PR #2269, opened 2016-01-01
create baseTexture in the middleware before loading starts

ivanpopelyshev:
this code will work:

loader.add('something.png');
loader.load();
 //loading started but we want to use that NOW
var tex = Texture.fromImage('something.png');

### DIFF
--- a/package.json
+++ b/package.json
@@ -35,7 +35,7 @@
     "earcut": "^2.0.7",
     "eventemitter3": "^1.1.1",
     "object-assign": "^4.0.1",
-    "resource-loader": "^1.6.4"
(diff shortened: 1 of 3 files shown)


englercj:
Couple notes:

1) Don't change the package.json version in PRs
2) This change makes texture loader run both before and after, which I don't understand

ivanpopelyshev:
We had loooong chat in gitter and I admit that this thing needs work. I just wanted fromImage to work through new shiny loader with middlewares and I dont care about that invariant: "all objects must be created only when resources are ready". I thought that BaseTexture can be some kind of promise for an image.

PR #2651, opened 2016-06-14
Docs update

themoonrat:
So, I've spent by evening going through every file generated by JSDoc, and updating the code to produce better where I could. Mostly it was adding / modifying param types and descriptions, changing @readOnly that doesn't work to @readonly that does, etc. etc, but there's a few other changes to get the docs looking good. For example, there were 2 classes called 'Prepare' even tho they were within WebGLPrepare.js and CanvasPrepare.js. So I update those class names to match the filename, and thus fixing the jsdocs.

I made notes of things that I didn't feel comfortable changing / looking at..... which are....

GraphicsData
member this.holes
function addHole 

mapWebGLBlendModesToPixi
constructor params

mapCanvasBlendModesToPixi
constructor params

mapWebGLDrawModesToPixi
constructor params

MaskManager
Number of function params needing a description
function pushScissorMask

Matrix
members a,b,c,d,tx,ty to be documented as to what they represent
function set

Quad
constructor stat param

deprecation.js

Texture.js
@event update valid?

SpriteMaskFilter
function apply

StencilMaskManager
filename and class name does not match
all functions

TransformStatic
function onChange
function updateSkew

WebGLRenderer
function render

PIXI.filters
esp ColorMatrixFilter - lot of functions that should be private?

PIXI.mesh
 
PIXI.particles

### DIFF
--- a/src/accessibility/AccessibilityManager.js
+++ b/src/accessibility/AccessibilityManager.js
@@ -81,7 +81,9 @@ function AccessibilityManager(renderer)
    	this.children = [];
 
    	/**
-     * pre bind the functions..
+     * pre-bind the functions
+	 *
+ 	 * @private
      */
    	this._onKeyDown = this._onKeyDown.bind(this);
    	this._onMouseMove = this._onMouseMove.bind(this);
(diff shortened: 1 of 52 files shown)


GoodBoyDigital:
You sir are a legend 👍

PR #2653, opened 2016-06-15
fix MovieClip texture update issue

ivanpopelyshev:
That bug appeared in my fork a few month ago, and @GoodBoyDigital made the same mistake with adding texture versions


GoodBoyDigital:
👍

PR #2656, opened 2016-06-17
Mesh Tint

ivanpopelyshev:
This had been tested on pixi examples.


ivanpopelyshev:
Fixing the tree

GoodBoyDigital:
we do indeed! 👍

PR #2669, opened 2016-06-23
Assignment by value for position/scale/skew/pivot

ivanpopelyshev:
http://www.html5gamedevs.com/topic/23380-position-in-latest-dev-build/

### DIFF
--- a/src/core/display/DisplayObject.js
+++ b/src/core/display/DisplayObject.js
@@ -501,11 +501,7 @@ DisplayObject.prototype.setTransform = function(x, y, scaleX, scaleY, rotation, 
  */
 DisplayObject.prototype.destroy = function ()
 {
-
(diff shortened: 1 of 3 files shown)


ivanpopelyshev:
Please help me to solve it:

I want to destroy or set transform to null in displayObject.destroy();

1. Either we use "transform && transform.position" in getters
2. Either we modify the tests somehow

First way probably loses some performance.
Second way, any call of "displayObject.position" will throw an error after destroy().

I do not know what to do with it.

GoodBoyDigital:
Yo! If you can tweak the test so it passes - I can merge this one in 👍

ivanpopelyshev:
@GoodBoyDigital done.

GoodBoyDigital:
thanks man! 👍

-=-=-=-=-

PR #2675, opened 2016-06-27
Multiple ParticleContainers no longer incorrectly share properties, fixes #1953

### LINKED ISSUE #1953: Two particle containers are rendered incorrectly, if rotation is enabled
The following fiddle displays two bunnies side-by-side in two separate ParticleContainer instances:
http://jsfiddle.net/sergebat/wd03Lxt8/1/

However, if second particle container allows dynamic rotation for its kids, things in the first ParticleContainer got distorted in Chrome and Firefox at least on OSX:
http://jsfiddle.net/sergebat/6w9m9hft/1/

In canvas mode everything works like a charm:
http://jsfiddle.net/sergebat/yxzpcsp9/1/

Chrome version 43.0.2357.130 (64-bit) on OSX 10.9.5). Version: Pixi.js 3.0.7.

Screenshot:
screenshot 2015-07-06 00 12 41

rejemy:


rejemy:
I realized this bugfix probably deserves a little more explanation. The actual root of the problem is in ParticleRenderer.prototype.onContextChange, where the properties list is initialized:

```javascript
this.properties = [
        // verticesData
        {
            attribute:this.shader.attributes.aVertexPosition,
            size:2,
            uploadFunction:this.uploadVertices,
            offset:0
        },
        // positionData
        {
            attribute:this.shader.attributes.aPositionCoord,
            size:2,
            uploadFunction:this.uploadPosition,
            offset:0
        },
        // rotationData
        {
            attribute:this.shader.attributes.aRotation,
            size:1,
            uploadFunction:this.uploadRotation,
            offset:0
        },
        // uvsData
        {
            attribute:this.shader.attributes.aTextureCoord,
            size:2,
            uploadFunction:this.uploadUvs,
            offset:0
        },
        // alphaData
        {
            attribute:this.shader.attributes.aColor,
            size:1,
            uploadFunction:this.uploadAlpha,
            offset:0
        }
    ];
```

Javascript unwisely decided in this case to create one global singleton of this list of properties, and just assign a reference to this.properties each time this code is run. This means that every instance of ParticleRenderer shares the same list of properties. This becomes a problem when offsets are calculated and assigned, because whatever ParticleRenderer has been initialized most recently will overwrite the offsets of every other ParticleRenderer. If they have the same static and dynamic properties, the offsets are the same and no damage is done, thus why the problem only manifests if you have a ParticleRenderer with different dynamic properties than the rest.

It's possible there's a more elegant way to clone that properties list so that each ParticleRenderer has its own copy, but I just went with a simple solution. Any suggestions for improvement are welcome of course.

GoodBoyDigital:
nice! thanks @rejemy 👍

-=-=-=-=-

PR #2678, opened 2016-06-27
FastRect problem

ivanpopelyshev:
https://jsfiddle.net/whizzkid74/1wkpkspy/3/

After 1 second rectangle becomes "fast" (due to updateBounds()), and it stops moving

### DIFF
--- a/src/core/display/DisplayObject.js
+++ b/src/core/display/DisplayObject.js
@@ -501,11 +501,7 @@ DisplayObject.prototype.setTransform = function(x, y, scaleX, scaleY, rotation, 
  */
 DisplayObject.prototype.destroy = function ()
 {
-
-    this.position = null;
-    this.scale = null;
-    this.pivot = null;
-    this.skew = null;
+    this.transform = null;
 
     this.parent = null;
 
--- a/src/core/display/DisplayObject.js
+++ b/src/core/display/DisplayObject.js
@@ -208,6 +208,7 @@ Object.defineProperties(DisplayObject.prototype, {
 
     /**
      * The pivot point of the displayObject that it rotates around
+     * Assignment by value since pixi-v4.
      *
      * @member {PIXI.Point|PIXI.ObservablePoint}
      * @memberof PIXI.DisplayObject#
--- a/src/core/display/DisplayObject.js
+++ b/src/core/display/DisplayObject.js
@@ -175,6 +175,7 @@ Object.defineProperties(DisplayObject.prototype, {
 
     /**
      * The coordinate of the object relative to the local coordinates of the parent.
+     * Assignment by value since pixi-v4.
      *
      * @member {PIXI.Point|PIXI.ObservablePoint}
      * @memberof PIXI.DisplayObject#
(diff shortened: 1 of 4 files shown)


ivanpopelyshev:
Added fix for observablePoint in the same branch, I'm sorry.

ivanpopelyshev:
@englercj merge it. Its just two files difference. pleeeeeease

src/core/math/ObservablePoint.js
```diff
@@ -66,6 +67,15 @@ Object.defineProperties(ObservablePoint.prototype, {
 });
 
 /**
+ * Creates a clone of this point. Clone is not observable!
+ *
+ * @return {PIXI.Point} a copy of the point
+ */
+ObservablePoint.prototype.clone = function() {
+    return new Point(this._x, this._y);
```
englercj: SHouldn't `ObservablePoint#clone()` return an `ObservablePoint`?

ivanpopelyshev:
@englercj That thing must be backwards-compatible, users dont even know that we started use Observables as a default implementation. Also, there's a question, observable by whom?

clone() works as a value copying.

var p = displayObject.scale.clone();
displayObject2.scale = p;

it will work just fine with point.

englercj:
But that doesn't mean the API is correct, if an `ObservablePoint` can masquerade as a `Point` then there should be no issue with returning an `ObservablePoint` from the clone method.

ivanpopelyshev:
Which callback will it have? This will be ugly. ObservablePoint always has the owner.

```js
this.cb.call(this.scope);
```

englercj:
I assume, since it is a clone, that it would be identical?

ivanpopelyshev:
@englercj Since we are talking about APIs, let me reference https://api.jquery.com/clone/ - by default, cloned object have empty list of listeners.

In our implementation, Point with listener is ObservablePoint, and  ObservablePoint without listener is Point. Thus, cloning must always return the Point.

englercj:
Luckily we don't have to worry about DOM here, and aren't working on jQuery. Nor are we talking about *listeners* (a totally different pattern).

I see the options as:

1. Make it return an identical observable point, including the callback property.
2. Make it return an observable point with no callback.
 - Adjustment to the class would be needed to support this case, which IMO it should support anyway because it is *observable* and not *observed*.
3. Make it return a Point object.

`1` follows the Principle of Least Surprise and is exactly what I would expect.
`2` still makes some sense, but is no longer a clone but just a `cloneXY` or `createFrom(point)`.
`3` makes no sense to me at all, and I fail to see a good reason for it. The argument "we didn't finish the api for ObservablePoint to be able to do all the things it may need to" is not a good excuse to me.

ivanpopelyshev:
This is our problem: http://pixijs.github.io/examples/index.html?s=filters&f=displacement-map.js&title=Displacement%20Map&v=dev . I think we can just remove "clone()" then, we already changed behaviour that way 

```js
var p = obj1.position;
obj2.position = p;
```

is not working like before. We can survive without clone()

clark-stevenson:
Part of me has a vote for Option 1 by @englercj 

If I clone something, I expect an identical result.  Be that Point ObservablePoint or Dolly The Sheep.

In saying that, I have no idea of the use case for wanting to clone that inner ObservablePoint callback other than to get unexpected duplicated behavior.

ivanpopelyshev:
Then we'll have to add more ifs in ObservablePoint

-=-=-=-=-

*WHAT TO DO*
Return only the lines between the one holding "list of listeners." and the one holding "Then we'll have", inclusive, exactly as they appear above.

*ANSWER SECTION*
@englercj Since we are talking about APIs, let me reference https://api.jquery.com/clone/ - by default, cloned object have empty list of listeners.

In our implementation, Point with listener is ObservablePoint, and  ObservablePoint without listener is Point. Thus, cloning must always return the Point.

englercj:
Luckily we don't have to worry about DOM here, and aren't working on jQuery. Nor are we talking about *listeners* (a totally different pattern).

I see the options as:

1. Make it return an identical observable point, including the callback property.
2. Make it return an observable point with no callback.
 - Adjustment to the class would be needed to support this case, which IMO it should support anyway because it is *observable* and not *observed*.
3. Make it return a Point object.

`1` follows the Principle of Least Surprise and is exactly what I would expect.
`2` still makes some sense, but is no longer a clone but just a `cloneXY` or `createFrom(point)`.
`3` makes no sense to me at all, and I fail to see a good reason for it. The argument "we didn't finish the api for ObservablePoint to be able to do all the things it may need to" is not a good excuse to me.

ivanpopelyshev:
This is our problem: http://pixijs.github.io/examples/index.html?s=filters&f=displacement-map.js&title=Displacement%20Map&v=dev . I think we can just remove "clone()" then, we already changed behaviour that way 

```js
var p = obj1.position;
obj2.position = p;
```

is not working like before. We can survive without clone()

clark-stevenson:
Part of me has a vote for Option 1 by @englercj 

If I clone something, I expect an identical result.  Be that Point ObservablePoint or Dolly The Sheep.

In saying that, I have no idea of the use case for wanting to clone that inner ObservablePoint callback other than to get unexpected duplicated behavior.

ivanpopelyshev:
Then we'll have to add more ifs in ObservablePoint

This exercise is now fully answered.